Mom chuckles at my enthusiasm, wiping her eyes she said "calm down Arthur we have many types of magic yes we can fly but we need brooms for that and we can't go to alley now but we have potions books in attic, it's a type of magic by cooking of some ingredients, we even have some basic potion kit as I was good at them when I was little, we will get it tomorrow from attic so you can read it okay" to which I just nodded

She suddenly exclaimed seeing clock on the wall "Dear lord look at the time its 10 pm, now go Arthur, it's time for your bed (another thing I hated about being a child is to go to sleep early), you have school tomorrow, we can talk about other things afterwards okay" she finished in stern tone

Not wanting to argue I went to bed but sleep couldn't claim me, I was still feeling shock of being in harry potter. I couldn't tell them about my reincarnation for obvious reasons. Planning for next course of action I didn't remember when I fell asleep.

2nd January 1982:

It was official till now nothing changed and plot still remains the same, Voldemort was defeated last year on Halloween and all country, celebration were there with no regard of statue of secrecy. Even I noticed there were lot of people in cloaks and weird clothing whispering excitedly together no doubt about Vodemort's defeat but shrugged later and didn't think of it much back then as I didn't knew that this was Harry Potter World; Other people were bound to notice something strange and some did but chalked it up as environmental phenomenon for owls and some charity group for the wizards and witches.

Today mom and dad went to leaky cauldron to check war status and sure it was official. I couldn't tell my parents about war status before for obvious reasons.

Last 2 months have been full of magic, anticipation and preparation – I studied hard enough that next year I am still considering for a 5th jump.

Now that I know in time I will be facing death eaters surely as I didn't wanted to sit out the war and in no way I was going to be slave of some madman, also I have some of my own ambition and dreams so I asked my parent's permission to join martial arts training using bullying as an excuse, it will help me with dexterity, strength, stamina and mostly to curb any bullying towards me but I didn't find any dojo or any instructor – I should have known those fan fictions were not reliable as who would open dojo in England.

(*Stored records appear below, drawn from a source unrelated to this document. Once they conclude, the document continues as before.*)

PR #1067, opened 2024-12-13
ci: correctly trigger peerpods e2e on image changes

burgerdev:
Directory paths in the `pull_request` trigger need to include wildcards, otherwise actions will look for a file of that name and never match.

https://docs.github.com/en/actions/writing-workflows/workflow-syntax-for-github-actions#patterns-to-match-file-paths


msanft (approved):

burgerdev:
Merging this now, peer-pod test failure is expected and addressed in #1072

PR #1077, opened 2024-12-17
scripts: add go-directive-sync, run with generate, sync go directives

katexochen:
In https://github.com/edgelesssys/contrast/commit/791c49f8b568ff11d1e6b5b58224c492db48e0a3, we updated the main modules go directive without at least also updating the go.work file, again. This PR adds a script and runs it as part of generate to prevent this in future.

There were boxing clubs but I did not have any interest in them and moreover physically I was still 8 years old so I just start doing cardio and got into soccer club at school. With all the free time I read all wizarding books that were available on potions and practice telekinesis, in no way I was going to call it wandless magic – for me it was telekinesis.

My mom said only powerful wizards can do it but my theory was that wands act as foci and wandless magic can be performed by everyone who start doing it early and need very high concentration but I was not going to contradict mom so I kept my mouth shut,

We or you could say my parents decided that my skills on wandless magic will be kept secret; I didn't tell them about my metmorphmagus abilities as I do not know if I have to register it by ministry and less they know the better it will be if things go south.

With practice now I was able to levitate some heavy objects easily, close and open the door with a wave of my hand, conjure some fire apparently I was good with conjuring fire but after some wandless magic I usually succumbed to exhaustion, wandless magic is very taxing but slowly and surely my limit is increasing – I don't know whether my magical pool is increasing or my body is trying to adapt to my magic – without any experts all I can do is theorize, I tried to do Transfiguration but was unable to do it no matter how many times I tried, it is the only wand based subject which continue to remain unreachable.

Also my mum taught me some wizarding culture. At least which she was able to remember and taught when she was little i.e.-

Flashback:

I was sitting across mom who was teaching me potion basics like how to cut, how to slice with some materials which were available in home or market

She said "Arthur, remember in a potion you can't make a single mistake, some substances are quite volatile to potions if steps are not followed"

First day of potion lab scene came to mind when Neville bungled up. I was hearing with rapt attention because I knew in 3 years I will be facing Snape and I wanted to be as much prepared as I can.

Mom looked at me and said "never look into eyes of powerful wizard like Dumbledore, my family said he use it on students but without proof nobody could do about it anything and the easiest way to deal with passive legilimency is to avert your eyes, don't worry he won't be able to see memory but some outer thoughts or sense when someone is lying"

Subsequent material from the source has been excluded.